What you have to do: Your answer must be every line below, repeated exactly.

The data:
[Start of section]
PR #31, opened 2015-11-25
YD-77 Number check as part of the sign up process

2gmpoyhonen:


appservice/src/intTest/groovy/nu/yona/server/UserTest.groovy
[End of section]
Response area:
PR #31, opened 2015-11-25
YD-77 Number check as part of the sign up process

2gmpoyhonen:


appservice/src/intTest/groovy/nu/yona/server/UserTest.groovy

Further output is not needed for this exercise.